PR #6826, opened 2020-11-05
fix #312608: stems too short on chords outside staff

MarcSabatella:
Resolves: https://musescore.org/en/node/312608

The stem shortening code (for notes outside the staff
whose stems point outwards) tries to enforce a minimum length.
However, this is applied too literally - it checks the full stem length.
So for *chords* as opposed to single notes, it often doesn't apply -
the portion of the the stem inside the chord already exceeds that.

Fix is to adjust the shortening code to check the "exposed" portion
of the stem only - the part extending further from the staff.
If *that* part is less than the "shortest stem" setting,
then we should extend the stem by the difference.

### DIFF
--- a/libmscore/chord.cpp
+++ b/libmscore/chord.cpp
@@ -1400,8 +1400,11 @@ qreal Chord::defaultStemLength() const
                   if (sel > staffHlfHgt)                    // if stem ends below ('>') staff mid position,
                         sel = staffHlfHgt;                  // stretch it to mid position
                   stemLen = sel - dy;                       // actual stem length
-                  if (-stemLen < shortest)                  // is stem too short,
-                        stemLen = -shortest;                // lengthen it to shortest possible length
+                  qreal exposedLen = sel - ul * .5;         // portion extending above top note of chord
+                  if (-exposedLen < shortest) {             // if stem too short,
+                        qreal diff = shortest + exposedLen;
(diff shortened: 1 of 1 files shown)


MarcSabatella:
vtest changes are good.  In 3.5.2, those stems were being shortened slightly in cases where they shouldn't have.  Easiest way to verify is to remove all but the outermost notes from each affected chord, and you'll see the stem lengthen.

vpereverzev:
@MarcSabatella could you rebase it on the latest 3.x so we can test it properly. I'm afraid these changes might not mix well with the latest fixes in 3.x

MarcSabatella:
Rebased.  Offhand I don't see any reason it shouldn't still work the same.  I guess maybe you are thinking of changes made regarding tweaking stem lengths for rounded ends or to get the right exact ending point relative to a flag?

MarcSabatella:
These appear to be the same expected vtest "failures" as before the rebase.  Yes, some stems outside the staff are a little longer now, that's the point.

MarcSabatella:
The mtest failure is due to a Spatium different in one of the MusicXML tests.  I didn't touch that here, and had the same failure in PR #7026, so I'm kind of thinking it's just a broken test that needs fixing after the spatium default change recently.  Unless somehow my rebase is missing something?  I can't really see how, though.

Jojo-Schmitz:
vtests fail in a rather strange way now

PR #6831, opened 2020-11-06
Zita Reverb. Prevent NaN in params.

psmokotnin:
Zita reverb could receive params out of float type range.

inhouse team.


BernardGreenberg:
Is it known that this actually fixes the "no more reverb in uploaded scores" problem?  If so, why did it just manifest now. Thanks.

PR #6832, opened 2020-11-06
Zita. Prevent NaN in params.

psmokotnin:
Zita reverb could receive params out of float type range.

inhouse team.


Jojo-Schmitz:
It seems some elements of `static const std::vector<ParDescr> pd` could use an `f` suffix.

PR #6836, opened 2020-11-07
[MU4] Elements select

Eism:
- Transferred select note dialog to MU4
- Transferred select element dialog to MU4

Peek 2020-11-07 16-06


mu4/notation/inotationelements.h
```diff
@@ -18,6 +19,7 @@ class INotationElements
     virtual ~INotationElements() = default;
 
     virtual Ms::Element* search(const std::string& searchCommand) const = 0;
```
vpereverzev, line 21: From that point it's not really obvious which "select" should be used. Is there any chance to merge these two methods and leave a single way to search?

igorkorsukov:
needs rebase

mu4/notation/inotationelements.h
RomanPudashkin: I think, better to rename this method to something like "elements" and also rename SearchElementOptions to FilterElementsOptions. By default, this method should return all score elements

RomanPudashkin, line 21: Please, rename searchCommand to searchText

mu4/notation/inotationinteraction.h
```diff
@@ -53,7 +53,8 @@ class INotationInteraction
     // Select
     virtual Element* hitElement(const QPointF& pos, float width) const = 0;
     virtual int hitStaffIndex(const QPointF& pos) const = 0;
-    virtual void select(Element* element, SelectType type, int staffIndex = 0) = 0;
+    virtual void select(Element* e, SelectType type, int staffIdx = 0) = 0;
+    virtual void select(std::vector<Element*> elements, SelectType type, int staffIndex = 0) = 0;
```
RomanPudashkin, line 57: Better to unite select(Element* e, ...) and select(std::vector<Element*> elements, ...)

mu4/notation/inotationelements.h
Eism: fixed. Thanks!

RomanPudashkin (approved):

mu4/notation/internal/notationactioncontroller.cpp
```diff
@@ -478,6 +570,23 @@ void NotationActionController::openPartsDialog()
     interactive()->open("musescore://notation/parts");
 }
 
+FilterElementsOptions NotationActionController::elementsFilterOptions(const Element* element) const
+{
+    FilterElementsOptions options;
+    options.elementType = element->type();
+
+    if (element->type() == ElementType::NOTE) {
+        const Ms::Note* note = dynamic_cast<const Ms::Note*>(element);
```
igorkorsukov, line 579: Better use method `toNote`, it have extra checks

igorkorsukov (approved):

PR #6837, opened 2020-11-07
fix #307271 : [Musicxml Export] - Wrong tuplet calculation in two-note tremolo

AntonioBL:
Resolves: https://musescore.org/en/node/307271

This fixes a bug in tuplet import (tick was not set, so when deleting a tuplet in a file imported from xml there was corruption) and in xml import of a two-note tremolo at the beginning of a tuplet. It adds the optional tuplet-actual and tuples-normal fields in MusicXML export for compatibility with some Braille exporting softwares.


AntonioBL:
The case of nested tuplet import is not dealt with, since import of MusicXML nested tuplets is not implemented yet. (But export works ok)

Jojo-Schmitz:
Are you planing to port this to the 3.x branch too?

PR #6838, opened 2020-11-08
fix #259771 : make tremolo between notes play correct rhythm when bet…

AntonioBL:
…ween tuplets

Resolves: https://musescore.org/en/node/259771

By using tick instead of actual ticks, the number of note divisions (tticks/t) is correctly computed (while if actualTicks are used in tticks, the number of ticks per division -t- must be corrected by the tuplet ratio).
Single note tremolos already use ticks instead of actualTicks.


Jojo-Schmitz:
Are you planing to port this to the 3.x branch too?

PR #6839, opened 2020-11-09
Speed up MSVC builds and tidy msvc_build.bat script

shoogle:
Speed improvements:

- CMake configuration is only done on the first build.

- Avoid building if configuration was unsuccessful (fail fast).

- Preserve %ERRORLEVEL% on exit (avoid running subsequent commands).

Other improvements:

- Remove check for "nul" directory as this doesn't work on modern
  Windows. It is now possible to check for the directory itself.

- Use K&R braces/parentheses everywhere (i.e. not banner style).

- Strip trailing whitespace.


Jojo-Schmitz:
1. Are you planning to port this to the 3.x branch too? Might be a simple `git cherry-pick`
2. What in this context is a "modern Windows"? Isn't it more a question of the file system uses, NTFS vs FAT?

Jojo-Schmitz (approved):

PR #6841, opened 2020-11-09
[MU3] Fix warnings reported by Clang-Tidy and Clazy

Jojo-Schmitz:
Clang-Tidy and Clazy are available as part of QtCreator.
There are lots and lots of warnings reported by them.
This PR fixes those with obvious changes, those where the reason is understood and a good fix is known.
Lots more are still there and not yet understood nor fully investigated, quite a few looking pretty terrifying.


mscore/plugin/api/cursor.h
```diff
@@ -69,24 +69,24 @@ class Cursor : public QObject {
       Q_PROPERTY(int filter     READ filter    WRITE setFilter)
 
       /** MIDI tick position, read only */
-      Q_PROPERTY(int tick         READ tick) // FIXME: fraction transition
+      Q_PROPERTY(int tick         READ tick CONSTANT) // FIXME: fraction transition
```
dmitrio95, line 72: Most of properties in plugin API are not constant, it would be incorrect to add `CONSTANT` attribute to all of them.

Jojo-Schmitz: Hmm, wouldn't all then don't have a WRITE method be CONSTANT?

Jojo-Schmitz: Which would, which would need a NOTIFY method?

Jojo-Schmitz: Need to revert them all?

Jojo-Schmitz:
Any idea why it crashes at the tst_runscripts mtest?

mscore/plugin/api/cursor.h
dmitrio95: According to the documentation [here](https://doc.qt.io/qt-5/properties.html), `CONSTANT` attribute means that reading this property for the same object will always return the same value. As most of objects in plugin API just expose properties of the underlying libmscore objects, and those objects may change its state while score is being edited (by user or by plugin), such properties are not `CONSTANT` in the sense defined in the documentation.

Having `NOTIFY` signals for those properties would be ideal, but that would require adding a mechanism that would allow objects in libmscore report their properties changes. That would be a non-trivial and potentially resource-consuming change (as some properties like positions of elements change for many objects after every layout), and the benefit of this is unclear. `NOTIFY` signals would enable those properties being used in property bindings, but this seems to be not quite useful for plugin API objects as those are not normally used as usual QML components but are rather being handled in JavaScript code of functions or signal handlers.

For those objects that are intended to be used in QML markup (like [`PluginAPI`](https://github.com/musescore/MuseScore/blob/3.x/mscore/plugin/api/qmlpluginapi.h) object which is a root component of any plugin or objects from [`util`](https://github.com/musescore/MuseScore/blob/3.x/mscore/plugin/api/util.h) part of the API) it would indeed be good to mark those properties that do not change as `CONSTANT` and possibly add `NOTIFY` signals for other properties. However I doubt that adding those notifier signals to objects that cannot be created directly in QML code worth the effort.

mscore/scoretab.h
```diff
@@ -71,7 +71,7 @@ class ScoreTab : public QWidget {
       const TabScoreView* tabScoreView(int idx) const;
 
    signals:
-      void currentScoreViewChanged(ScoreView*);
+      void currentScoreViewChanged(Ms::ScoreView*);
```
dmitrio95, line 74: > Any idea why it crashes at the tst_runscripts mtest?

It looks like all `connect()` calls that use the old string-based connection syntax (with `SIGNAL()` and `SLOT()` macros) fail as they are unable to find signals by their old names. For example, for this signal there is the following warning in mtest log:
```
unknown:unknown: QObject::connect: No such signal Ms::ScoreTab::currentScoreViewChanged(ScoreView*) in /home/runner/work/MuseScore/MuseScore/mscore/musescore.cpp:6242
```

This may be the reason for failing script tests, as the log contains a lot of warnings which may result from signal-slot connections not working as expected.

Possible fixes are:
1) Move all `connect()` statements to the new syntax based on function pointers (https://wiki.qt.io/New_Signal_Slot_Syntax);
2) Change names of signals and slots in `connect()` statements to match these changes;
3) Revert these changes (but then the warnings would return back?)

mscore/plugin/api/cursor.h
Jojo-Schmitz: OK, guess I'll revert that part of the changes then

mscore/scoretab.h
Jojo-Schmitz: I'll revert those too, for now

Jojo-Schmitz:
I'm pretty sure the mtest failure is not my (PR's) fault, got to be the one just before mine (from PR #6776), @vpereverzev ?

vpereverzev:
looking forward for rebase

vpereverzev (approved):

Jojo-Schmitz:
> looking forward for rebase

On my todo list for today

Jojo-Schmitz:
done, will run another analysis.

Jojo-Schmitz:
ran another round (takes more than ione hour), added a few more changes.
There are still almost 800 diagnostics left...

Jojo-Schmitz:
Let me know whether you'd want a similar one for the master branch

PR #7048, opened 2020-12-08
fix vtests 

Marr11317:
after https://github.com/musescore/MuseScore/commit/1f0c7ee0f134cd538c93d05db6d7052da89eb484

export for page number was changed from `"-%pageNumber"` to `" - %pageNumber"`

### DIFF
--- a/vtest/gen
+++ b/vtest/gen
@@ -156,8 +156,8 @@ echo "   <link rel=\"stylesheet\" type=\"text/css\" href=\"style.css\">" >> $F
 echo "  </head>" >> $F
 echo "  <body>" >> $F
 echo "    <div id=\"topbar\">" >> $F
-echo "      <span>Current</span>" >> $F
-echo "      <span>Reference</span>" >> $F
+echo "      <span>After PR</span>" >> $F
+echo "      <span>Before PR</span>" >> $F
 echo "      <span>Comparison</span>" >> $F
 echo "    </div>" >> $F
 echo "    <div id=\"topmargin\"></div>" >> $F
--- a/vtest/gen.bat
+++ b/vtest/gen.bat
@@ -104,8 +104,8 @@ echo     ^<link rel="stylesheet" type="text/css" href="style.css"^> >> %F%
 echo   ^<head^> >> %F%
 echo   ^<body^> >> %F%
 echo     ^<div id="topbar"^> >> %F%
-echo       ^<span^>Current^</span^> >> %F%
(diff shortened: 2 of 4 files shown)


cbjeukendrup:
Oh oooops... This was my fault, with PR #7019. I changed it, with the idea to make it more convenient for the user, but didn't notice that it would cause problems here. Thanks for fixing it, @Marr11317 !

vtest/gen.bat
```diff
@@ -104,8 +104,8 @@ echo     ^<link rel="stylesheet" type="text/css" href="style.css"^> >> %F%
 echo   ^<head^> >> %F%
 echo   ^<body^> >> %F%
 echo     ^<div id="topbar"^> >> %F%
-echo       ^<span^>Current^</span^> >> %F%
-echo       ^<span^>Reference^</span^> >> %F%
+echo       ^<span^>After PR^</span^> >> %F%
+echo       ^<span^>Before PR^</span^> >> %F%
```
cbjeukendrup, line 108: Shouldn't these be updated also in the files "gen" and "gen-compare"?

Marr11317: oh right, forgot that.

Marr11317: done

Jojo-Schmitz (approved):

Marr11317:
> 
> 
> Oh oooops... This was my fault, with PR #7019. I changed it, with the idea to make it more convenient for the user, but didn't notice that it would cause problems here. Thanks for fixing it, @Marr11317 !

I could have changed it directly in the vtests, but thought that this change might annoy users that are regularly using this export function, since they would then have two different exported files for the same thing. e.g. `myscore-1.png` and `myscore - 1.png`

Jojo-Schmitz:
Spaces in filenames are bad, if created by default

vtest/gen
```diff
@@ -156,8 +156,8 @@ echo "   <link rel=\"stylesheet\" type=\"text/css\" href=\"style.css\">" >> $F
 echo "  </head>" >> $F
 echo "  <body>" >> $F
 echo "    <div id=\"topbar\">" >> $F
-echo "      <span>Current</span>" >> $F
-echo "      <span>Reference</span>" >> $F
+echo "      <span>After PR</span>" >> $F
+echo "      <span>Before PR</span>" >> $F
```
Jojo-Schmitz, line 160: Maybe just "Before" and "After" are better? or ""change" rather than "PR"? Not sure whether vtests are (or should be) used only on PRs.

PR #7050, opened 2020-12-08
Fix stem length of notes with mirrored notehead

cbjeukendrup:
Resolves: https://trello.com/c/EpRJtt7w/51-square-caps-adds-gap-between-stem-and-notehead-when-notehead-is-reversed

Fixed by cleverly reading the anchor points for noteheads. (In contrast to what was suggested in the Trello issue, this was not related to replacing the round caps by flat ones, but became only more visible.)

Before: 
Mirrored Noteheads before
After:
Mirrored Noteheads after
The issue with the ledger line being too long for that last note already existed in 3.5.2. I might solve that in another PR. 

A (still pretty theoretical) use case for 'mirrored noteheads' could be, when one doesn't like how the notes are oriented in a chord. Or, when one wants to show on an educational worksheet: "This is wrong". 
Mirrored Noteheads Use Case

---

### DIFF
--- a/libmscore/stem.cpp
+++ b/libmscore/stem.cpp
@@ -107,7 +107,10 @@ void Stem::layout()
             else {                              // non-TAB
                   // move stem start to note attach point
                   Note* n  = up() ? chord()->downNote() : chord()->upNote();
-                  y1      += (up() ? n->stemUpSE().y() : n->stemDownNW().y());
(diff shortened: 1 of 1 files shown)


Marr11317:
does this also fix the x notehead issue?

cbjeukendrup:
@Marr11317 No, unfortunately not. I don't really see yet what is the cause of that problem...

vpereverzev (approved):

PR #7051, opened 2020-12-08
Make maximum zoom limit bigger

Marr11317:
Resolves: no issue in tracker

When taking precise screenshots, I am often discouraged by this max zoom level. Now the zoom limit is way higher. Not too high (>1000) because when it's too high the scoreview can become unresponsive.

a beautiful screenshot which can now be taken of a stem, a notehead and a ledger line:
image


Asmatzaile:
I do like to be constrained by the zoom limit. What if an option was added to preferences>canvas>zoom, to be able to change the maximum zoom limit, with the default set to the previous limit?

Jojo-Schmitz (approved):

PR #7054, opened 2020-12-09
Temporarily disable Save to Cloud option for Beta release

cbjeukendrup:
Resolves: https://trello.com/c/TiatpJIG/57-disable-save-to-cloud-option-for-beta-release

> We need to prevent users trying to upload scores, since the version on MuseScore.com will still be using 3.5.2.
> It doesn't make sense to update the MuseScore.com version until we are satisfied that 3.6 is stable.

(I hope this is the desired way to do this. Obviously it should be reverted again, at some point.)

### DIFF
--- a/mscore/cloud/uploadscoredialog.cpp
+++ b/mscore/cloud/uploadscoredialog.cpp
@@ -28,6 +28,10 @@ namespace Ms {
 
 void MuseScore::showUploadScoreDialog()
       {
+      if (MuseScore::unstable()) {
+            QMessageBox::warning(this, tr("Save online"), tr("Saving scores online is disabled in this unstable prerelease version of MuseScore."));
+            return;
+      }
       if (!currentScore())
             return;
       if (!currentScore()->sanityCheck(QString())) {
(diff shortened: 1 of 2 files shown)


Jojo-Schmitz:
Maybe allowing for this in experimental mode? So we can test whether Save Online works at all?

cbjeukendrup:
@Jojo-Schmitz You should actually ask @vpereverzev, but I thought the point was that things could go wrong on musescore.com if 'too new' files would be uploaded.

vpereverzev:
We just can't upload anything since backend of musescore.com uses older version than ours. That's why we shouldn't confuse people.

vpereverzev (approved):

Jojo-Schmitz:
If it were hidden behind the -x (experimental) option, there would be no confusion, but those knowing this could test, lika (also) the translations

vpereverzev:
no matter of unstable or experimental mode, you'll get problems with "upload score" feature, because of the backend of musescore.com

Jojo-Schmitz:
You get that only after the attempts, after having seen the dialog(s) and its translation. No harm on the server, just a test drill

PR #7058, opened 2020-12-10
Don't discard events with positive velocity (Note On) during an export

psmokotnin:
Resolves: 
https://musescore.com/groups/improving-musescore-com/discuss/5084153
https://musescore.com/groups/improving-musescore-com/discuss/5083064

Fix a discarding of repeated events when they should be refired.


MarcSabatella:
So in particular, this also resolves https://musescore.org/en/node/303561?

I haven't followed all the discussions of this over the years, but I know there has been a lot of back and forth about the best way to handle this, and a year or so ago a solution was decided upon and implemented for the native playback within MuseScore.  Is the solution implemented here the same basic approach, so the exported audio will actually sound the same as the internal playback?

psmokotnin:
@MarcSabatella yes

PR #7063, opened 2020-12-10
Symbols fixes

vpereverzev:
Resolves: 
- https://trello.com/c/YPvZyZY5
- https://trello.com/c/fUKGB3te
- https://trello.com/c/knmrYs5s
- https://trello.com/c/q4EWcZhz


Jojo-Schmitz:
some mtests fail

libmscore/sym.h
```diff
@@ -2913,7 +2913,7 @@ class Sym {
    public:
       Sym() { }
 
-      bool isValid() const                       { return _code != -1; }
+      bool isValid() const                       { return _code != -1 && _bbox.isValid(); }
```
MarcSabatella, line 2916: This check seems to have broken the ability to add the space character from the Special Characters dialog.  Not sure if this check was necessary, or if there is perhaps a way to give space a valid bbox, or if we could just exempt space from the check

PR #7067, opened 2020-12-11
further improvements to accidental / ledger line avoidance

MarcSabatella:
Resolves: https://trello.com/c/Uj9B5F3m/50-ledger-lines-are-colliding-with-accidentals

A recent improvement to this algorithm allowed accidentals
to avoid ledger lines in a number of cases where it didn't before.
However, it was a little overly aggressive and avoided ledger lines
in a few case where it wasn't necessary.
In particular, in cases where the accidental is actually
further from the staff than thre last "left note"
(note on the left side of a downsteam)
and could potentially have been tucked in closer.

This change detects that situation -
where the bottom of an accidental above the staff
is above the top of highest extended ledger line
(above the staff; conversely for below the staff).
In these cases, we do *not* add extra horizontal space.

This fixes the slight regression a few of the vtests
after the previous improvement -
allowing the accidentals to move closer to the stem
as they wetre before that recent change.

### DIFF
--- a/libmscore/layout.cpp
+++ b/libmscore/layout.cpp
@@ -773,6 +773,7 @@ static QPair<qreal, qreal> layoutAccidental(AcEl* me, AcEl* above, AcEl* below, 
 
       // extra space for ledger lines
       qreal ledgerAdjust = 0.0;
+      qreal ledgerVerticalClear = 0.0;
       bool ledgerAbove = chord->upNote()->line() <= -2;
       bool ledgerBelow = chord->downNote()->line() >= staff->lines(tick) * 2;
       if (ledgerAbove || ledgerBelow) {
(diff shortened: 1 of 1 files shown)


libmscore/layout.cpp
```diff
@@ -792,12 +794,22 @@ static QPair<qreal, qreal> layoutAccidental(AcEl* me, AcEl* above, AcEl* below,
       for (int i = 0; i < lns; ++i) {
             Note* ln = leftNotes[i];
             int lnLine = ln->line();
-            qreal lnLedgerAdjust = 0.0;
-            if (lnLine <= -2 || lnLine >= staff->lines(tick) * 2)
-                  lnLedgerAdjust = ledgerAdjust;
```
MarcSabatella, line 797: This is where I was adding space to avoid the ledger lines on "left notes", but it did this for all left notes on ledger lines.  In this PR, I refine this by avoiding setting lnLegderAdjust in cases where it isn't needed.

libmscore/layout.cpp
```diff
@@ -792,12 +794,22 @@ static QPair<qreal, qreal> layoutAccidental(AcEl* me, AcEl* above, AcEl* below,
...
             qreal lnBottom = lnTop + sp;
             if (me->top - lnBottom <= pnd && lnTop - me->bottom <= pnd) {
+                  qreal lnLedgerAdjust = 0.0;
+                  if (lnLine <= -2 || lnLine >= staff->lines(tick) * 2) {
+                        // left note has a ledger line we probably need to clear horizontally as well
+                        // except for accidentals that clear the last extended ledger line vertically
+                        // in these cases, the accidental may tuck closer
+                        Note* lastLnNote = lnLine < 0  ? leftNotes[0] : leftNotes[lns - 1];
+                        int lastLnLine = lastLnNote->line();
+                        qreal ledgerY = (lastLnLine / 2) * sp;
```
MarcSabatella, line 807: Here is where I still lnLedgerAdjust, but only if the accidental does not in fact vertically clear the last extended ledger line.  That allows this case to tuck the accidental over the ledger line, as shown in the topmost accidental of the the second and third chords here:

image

------------------------------------------------------------------------

> [ABOUT THIS EXERCISE]
Each line in the records above that contains the word "lengthen" must be copied.

> [RESULT OF THE TASK]
-                        stemLen = -shortest;                // lengthen it to shortest possible length
vtest changes are good.  In 3.5.2, those stems were being shortened slightly in cases where they shouldn't have.  Easiest way to verify is to remove all but the outermost notes from each affected chord, and you'll see the stem lengthen.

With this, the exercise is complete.